Search code examples
c#data-structuresdictionarypathtrie

Efficient data structure for associating data with filesystem paths?


I need to keep some data in memory about a possibly large number of files and directories (typically up to a few hundreds of thousands). The obvious approach is to use a Dictionary<string, Something> with the path as the key, but there are two problems with this:

  • many of the files will have a large part of their path in common, so it's probably a waste of memory to store the full path of each file
  • I need to be able to quickly access the data about all the descendants of a directory; with a dictionary, the only way to do this is to test each key and check if it starts with the specified path, which is quite inefficient

This problem seems like a good candidate for using a prefix tree (or trie), with segments of the path as "characters". I tried to implement it, and the performance is not too bad for lookup by prefix (about 4 times faster than a dictionary), but it has two issues:

  • the memory consumption is not reduced, probably because of the overhead of the list of children for each node
  • the construction time is much worse than with a dictionary (about 4 times slower to fill the collection)

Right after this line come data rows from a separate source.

Issue #1158, opened 2024-09-18
Selector dropdowns have large paddings


bchu1:
![image](https://github.com/user-attachments/assets/acac4cad-5f44-4075-80c3-feeafc0da6e2)
![image](https://github.com/user-attachments/assets/c75431cb-77a3-4e4a-bdd7-a2221a0069f1)

@Janeece said we should remove the extra padding.

FYI @codemonkey800

PR #1181, opened 2024-09-26
feat: Add standard tomogram badge to tomogram selector

bchu1:
#1005

The messed up paddings are tracked in #1158

image

### DIFF
--- a/frontend/packages/data-portal/app/components/TomogramTypeBadge.tsx
+++ b/frontend/packages/data-portal/app/components/TomogramTypeBadge.tsx
@@ -6,11 +6,13 @@ import { Tooltip } from './Tooltip'
 
 export interface TomogramTypeBadgeProps {
   type: 'standard' | 'author'
+  size?: 'default' | 'small'
   showTooltip?: boolean
 }
 
 export function TomogramTypeBadge({
   type,
+  size = 'default',
   showTooltip,
 }: TomogramTypeBadgeProps) {
   const { t } = useI18n()
@@ -18,7 +20,8 @@ export function TomogramTypeBadge({
   const badge = (
     <div
       className={cns(
-        'h-[20px] px-sds-xs py-sds-xxxs !text-sds-body-xxxs text-[#002660] leading-sds-body-xxxs rounded inline-flex bg-[#e9f1ff]',
+        'inline-flex items-center px-sds-xs py-sds-xxxs !text-sds-body-xxxs text-[#002660] leading-sds-body-xxxs rounded bg-[#e9f1ff]',
+        size === 'small' ? 'h-[16px]' : 'h-[20px]',
         showTooltip && 'cursor-pointer',
       )}
     >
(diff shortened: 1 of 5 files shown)


Janeece (changes requested):
Thanks @bchu1 - The tags look good, but the font weights should be regular instead of semibold. This is not a blocker, but a "should have" for consistency. 

- [ ] Should have - input dropdown font weights appear to be all semibold, only the tomogram name (the "label") should be semibold. 
    - Change voxel spacing & tomogram badge to be regular weight so that it will align with the SDS patterns
- [ ] Should have - dropdown menu text font weights appear to be all semibold, only Menu Item name on the selected menu item should be semibold
    - Change all detail text & the tomogram badge to regular weight
    - confirm that for unselected menu items, the tomogram name is also regular weight (in screenshot this case isnt relevant since there is only 1 tomogram)

Screenshot 2024-09-26 at 1 18 55 PM

bchu1:
> Thanks @bchu1 - The tags look good, but the font weights should be regular instead of semibold. This is not a blocker, but a "should have" for consistency.
> 
> * [x]  Should have - input dropdown font weights appear to be all semibold, only the tomogram name (the "label") should be semibold.
>   
>   * Change voxel spacing & tomogram badge to be regular weight so that it will align with the SDS patterns
> * [x]  Should have - dropdown menu text font weights appear to be all semibold, only Menu Item name on the selected menu item should be semibold
>   
>   * Change all detail text & the tomogram badge to regular weight
>   * confirm that for unselected menu items, the tomogram name is also regular weight (in screenshot this case isnt relevant since there is only 1 tomogram)
> 
> Screenshot 2024-09-26 at 1 18 55 PM

Updated the screenshot!

Janeece (approved):
LGTM, thanks @bchu1

frontend/packages/data-portal/app/components/TomogramTypeBadge.tsx
```diff
@@ -6,19 +6,23 @@ import { Tooltip } from './Tooltip'
...
 }: TomogramTypeBadgeProps) {
   const { t } = useI18n()
 
   const badge = (
     <div
       className={cns(
-        'h-[20px] px-sds-xs py-sds-xxxs !text-sds-body-xxxs text-[#002660] leading-sds-body-xxxs rounded inline-flex bg-[#e9f1ff]',
+        'inline-flex items-center px-sds-xs py-sds-xxxs',
+        '!text-sds-body-xxxs text-[#002660] font-normal leading-sds-body-xxxs rounded bg-[#e9f1ff]',
+        size === 'small' ? 'h-[16px]' : 'h-[20px]',
```
ehoops-cz, line 25: 16px is sds-l, there's nothing for 20px though, so not sure if it makes sense to replace one and not the other.

ehoops-cz (approved):

frontend/packages/data-portal/app/components/TomogramTypeBadge.tsx
bchu1: didn't know we could use that with `h-`, yeah if it only works for one I'll just leave it

PR #1190, opened 2024-09-27
feat: Migrate annotations table to V2

bchu1:
#1101


bchu1:
Need `methodLinks` to be populated and a prod API schema sync to continue.

bchu1:
Query is done, filters are done (not tested), UI migration to use new query not done.

Issue #1046, opened 2024-08-20
Download single annotation dialog updates + BE integration


junxini:
https://www.figma.com/design/RsjklVi95DFKatU4Uzi2OG/Janeece---Multiple-Tomograms?node-id=582-18677&t=JVNohTLfE5DZjUsE-0

junxini:
hold off for after design handoff

PR #1191, opened 2024-09-27
feat: Undo changes for transforming annotations and add new callout for mismatched alignments

bchu1:
#1046

Transforming annotations is now out of scope.

Alignment of annotation has not been integrated with the BE yet, since that requires migrating the entire annotations query.

image

image

### DIFF
--- a/frontend/packages/data-portal/app/components/Download/AnnotationAlignmentCallout.tsx
+++ b/frontend/packages/data-portal/app/components/Download/AnnotationAlignmentCallout.tsx
@@ -1,0 +1,60 @@
+import { Callout, CalloutTitle } from '@czi-sds/components'
+
+import { IdPrefix } from 'app/constants/idPrefixes'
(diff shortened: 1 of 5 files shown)


Janeece (commented):
@bchu1 Callout looks good. 

The annotation alignment ID is missing from the top metadata area on both step 1 and step 2 — is this unable to be displayed yet?
Screenshot 2024-09-30 at 4 42 12 PM
Screenshot 2024-09-30 at 4 42 02 PM

bchu1:
> @bchu1 Callout looks good.
> 
> The annotation alignment ID is missing from the top metadata area on both step 1 and step 2 — is this unable to be displayed yet? Screenshot 2024-09-30 at 4 42 12 PM Screenshot 2024-09-30 at 4 42 02 PM

Correct, this requires quite a bit of migration work before we can show that.

Janeece (approved):

PR #1192, opened 2024-09-30
fix: address misc UI/UX bugs

kne42:
see https://docs.google.com/document/d/1jJ56MqvTCBGKbj7XOpdhvGH20MYF0F_ndG2T5jOWQsw/edit?usp=sharing


Janeece (approved):
LGMT, thanks!

frontend/packages/data-portal/app/components/Deposition/MethodLinks/MethodLinksMetadataTable.tsx
```diff
@@ -137,9 +137,13 @@ export function MethodLinksMetadataTable({
         .map((methodData, i) => (
           <div className="flex flex-col gap-sds-xl">
             <MethodSummarySection
-              label={t('methodCount', {
-                value: startCase(converter.toWords(i + 1)),
-              })}
+              label={
+                deposition.annotation_methods.length === 1
```
bchu1, line 141: nit - comment why `1` is the only value that's ignored

frontend/packages/data-portal/app/components/Filters/AnnotationObjectShapeTypeFilter.tsx
```diff
@@ -1,16 +1,25 @@
...
 import { SelectFilter } from './SelectFilter'
 
 function getObjectShapeTypeOptions(
   objectShapeTypes: string[],
+  t: ReturnType<typeof useI18n>['t'],
 ): BaseFilterOption[] {
-  return objectShapeTypes.map((value) => ({ value }))
+  return objectShapeTypes.map((value) => ({
+    label: t(
+      shapeTypeToI18nKey.get(value as ObjectShapeType) ?? ('' as I18nKeys),
```
bchu1, line 19: what does `t('')` actually return? If it errors might be better to put it outside of the `t()`

frontend/packages/data-portal/app/utils/featureFlags.ts
```diff
@@ -7,7 +7,7 @@ export type FeatureFlagEnvironment = typeof process.env.ENV
 export type FeatureFlagKey = 'depositions' | 'multipleTomograms'
 
 export const FEATURE_FLAGS: Record<FeatureFlagKey, FeatureFlagEnvironment[]> = {
-  depositions: ['local', 'dev'],
+  depositions: ['local', 'dev', 'staging', 'prod'],
```
bchu1, line 10: 🎉

bchu1 (approved):

frontend/packages/data-portal/app/components/Filters/AnnotationObjectShapeTypeFilter.tsx
kne42: yeah maybe ill make a util function for it

frontend/packages/data-portal/app/components/Deposition/MethodLinks/MethodLinksMetadataTable.tsx
kne42: design wants if theres only one method for there not to be a "Method One" so we only ignore 1; if there's 0 it wont be executed at all and otherwise all values should display the header

PR #1260, opened 2024-10-21
docs: Create simplified data model graphics from script

melissawm:
This is a work in progress as the visual is not very clear right now. I will continue to investigate ways to display the information better.

Preview: TBA


dgmccart:
Yay, glad this work is underway. FYI the new graphic should replace the one here: https://melissawm.github.io/cryoet-data-portal/python-api.html#data-model. The existing graphic on the data organization page will remain the same.

melissawm:
Oh of course, thanks 😅

Issue #624, opened 2024-04-04
Multiple Tomograms Epic


junxini:

bchu1:
BE things needed from the final UX mocks:

1. `run.frames`
2. `run.alignments`
3. `alignment.defocus_value`
4. `alignment.is_canonical`
5. `alignment.alignment_type`
6. `alignment.volume_{x|y|z}_dimension`
7. `alignment.volume_{x|y|z}_offset`
8. `alignment.rotation`
9. `alignment.tilt_offset`
10. `alignment.affine_transformation_matrix`
11. `tomogram.alignment`
12. `tomogram.is_portal_standard`
13. `tomogram.is_author_submitted`
14. `tomogram.related_database_entries`
15. `tomogram.publications`
16. `annotation_file.alignment`
17. Download transformed annotation Portal CLI code snippet
18. Download transformed annotation Python API code snippet
19. New S3 directory structure for downloading all `annotation`s of a `run` (or where the new `s3_prefix` is going to live)
20. New download all annotations Python API code snippet

manasaV3:
@junxini Do we have a decision on the `defocus_value` being a P1 feature for the backend?

manasaV3:
@bchu1  This [document spec](https://docs.google.com/document/d/1InjJKrx78Sv44QguMXR0p1o9Y34oPnMOY9J3aj375ks/edit?usp=sharing) should address most of the fields specified in your comment. I will add the ones it doesn't address below:

> 1. run.frames

This  is currently sourced from `tiltseries.frame_count` this can continue to be sourced from there


The python code snippets will be shared out once that has been finalized.

junxini:
> @junxini Do we have a decision on the `defocus_value` being a P1 feature for the backend?

@uermel could you confirm if this is dependent on frames being imported? If so, frames likely won't get in until early Q4

bchu1:
@codemonkey800

The remaining work is all related to the API migration #1101

- [ ] The run header image and View Tomogram button should point to the `isAuthorSubmitted` tomogram. This is blocked by `isAuthorSubmitted`. 
- [ ] The images and View Tomogram buttons in the tomogram table should point to the `isAuthorSubmitted` tomogram. This is blocked on `isAuthorSubmitted`. https://www.figma.com/design/RsjklVi95DFKatU4Uzi2OG/Janeece---Multiple-Tomograms?node-id=998-14910&node-type=instance&m=dev
[...]

PR #1261, opened 2024-10-21
fix: address multiple tomograms feedback

codemonkey800:
Addresses design feedback from https://github.com/chanzuckerberg/cryoet-data-portal/issues/624#issuecomment-2394596459

## Demo

https://dev-on.cryoet.dev.si.czi.technology/


frontend/packages/data-portal/app/components/Run/TomogramMetadataDrawer.tsx
```diff
@@ -194,7 +196,20 @@ export function TomogramMetadataDrawer() {
           },
           {
             label: t('canonicalStatus'),
-            values: [], // TODO
```
bchu1, line 197: might be good to go through the codebase and search `TODO(bchu)` or something to make sure there isn't something else I missed 😆

bchu1 (approved):

Janeece (approved):
@codemonkey800 - LGTM! A few of notes, but they are either not blockers or I'm not sure if they should be expected as completed:

- P0 - must have - alignment ID field is missing  from Download Single Annotation Step 2 (it was added to step 1)
- P1/P2 - missing Original tomogram field in Annotation info panel
- P2 - nice to have - Tomogram table is still missing max width 
- I assumed that Alignment IDs are just placeholder, so any data value inconsistencies weren't noted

I'm sure it must be a very common problem, so perhaps there are well known solutions that I'm not aware of?


Solution

  • Just a few generic ideas:

    First, a Patricia trie is probably the best-known approach for improving the memory consumption of tries - it compacts paths in which all nodes have a single child into one node, and concatenate the characters along the path. There is also a version in which you look at the data as a sequence of binary digits, which has the advantage that you always have at most 2 child nodes, and it's also easier to implement.

    Second, the memory consumption really depends on how you store the children of a given node - do you maintain an array of 256 nodes? That's usually the most efficient way for direct lookup, but also consumes the most memory and is slow if you need to iterate through all the children. Other options are:

    • Store an array of pairs (letter, child node) - This is probably the most memory efficient, since it only stores the objects you actually care about, and it also has a good performance for iterating through all children. However, you have to check all pairs for direct lookup - which is usually fine farther from the root, but could be a problem near the root.

    • Store some kind of dictionary inside each node that maps a letter to a child node. That's the most balanced with respect to performance - it gives you reasonably good speeds for all operations and is somewhat memory efficient.

    Also, if you construct the whole collection up-front and then just query it, there is an approach for storing the child links based on Tarjan tables that will probably increase the construction time, but will save memory and query time later.